Introduction: Patients increasingly use large language models for health-related information, but their reliability and usefulness remain controversial. Continuous assessment is essential to evaluate their role in patient education. This study evaluates the performance of ChatGPT-3.5 and Gemini in answering patient inquiries about endodontic pain.

Methods: A total of 62 frequently asked questions on endodontic pain were categorized into etiology, symptoms, management, and incidence.
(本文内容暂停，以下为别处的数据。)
PR #219, opened 2022-03-10
job-archive interface: improve bank-specific usage calculation

### LINKED ISSUE #218: job-archive interface: only query jobs for a specific user/bank combo
In an offline discussion with @ryanday36, he reported that job usage values were updated for all rows of a user in the `association_table` even when jobs were only submitted under one bank.

I am pretty sure this is because in the `calc_usage_factor()` function, `SELECT` statement simply fetches all jobs under a specific user instead of a user/bank combination:

```sql
SELECT userid,id,t_submit,t_run,t_inactive,ranks,R FROM jobs WHERE userid=?
```

The job-archive interface needs to be edited to only query and count jobs from a specific user/bank combo.

cmoussa1:
#### Problem

As noted in #218, the job usage calculation function `calc_usage_factor()` calculates the same usage value for a user's default bank row and all secondary bank rows in the `association_table`. This results in the same usage value for all banks which the user belongs to, which is incorrect since jobs should only count towards usage for the bank they submitted jobs under.

---

This PR looks to improve the job-usage calculation for a user/bank row by only counting jobs that are submitted under the intended bank. 

The query used in the `update_job_usage()` function (the function responsible for iterating through all user/bank rows in the `association_table`) is  changed to include the `default_bank` column to help determine whether jobs should be counted towards a user's default bank or one of their secondary banks.

Two helper functions are added to `job_archive_interface.py`: `bank_specific_jobs()` and `check_jobspec()`. `bank_specific_jobs()` iterates through a user's job records and parses the jobspec of each record using `check_jobspec()` to look for a `bank` attribute. There are two cases to handle when looking at a jobspec:

1) A user is submitting a job under a secondary bank. In this case, `bank_specific_jobs()` only counts jobs that have the same secondary bank name attribute in the jobspec, or

2) A user is submitting a job under their default bank. `bank_specific_jobs()` will check and only count jobs that satisfy either one of the following scenarios:

- the user submitted a job while passing their default bank on the command line with `--setattr`, or
- the user did not specify any bank when submitting their job

The sharness test `t1011-job-archive-interface.t` is also improved by adding a secondary bank for the test user who submits jobs in the test. In the sharness test, additional jobs are submitted under this new secondary bank and checked to ensure the usage value _only under the secondary bank_ is updated. 

Fixes #218

### DIFF
--- a/src/bindings/python/fluxacct/accounting/job_archive_interface.py
+++ b/src/bindings/python/fluxacct/accounting/job_archive_interface.py
@@ -13,6 +13,7 @@ import time
 import pwd
 import csv
 import math
+import json
 
 from flux.resource import ResourceSet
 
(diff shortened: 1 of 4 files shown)


cmoussa1:
> Maybe I'm missing something, but I'm not quite clear on how the bank_specific_jobs function is avoiding adding jobs that don't specify a bank ("bank" not in jobspec["attributes"]["system"]) to the job_records for all banks rather than just the default bank. It looks to me like if a user has jobs that are submitted with no bank, those get added to the jobs list in bank_specific_jobs regardless of whether the bank given as an argument to bank_specific_jobs is the default bank.

Yeah, this is my fault, as I was sacrificing readability for fewer lines of code, which in hindsight made things unnecessarily unclear, so I'm sorry about that. I think what I can do to make this clearer is have two separate functions, named `def_bank_jobs()` and `sec_bank_jobs()`. Each function will be responsible for counting jobs based on what bank the `update_usage()` function is on (either a user's default bank or one of their secondary banks), and the two functions can be called based on the following logic:

```python
if bank != default_bank:
    jobs = sec_bank_jobs(rows, bank) # we are only counting jobs for one of a user's secondary banks
else:
    jobs = def_bank_jobs(rows, default_bank) # we are only counting jobs for a user's default bank
``` 

In this case, I hope it's more clear which function is being called based on what bank we are currently counting jobs for, instead of mixing and mashing the two together and having some unnecessary complicated logic. Let me know what you think of this change.

> Similarly, does the test actually test whether usage when no bank is specified only gets added to the default bank, or just that the usage gets added to the default bank?

Yeah, I think the test doesn't do a great job of making it clear exactly what it's looking for, so I extended the test to `grep` for multiple strings on the same line. I can't `grep` the entire line itself because the "user" that submits jobs in GitHub actions has a different username than the user who submits jobs in my local Docker container, but I can `grep` for pretty much everything else; in this case, the bank the usage value is associated with, the usage value itself, and the fairshare value all on the same line:

```console
grep -E "account1" post_update1.test | grep "4" | grep "0.25"
```

Let me know if this makes the test any clearer.

ryanday36 (approved):
Looks good! thanks for fixing this up @cmoussa1.

cmoussa1:
Thanks @ryanday36! I'll set MWP on this then.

Responses from ChatGPT 3.5 and Gemini were assessed using standardized tools, including the Global Quality Score (GQS), Completeness, Lack of false information, Evidence supported, Appropriateness and Relevance reliability tool, and readability indices (Flesch-Kincaid and Simple Measure of Gobbledygook).

Results: Compared to Gemini, ChatGPT 3.5 responses scored significantly higher in terms of overall quality (GQS: 4.67-4.9 vs 2.5-4, P < .001) and reliability (Completeness, Lack of false information, Evidence supported, Appropriateness and Relevance: 23.5-23.6 vs 19.35-22.7, P < .05). However, it required a higher reading level (Simple Measure of Gobbledygook: 14-17.6) compared to Gemini (8.7-11.3, P < .001). Gemini's responses were more readable (6th-7th grade level) but lacked depth and completeness.

Conclusion: While ChatGPT 3.5 outperformed Gemini in quality and reliability, its complex language reduced accessibility. In contrast, Gemini's simpler language enhanced readability but sacrificed comprehensiveness. These findings highlight the need for professional oversight in integrating artificial intelligence-driven tools into healthcare communication to ensure accurate, accessible, and empathetic patient education.

求助全文

通过发布文献求助，成功后即可免费获取论文全文。去求助

来源期刊

Journal of endodontics 医学-牙科与口腔外科

CiteScore

8.80

自引率

9.50%

发文量

224

审稿时长

42 days

期刊介绍： The Journal of Endodontics, the official journal of the American Association of Endodontists, publishes scientific articles, case reports and comparison studies evaluating materials and methods of pulp conservation and endodontic treatment. Endodontists and general dentists can learn about new concepts in root canal treatment and the latest advances in techniques and instrumentation in the one journal that helps them keep pace with rapid changes in this field.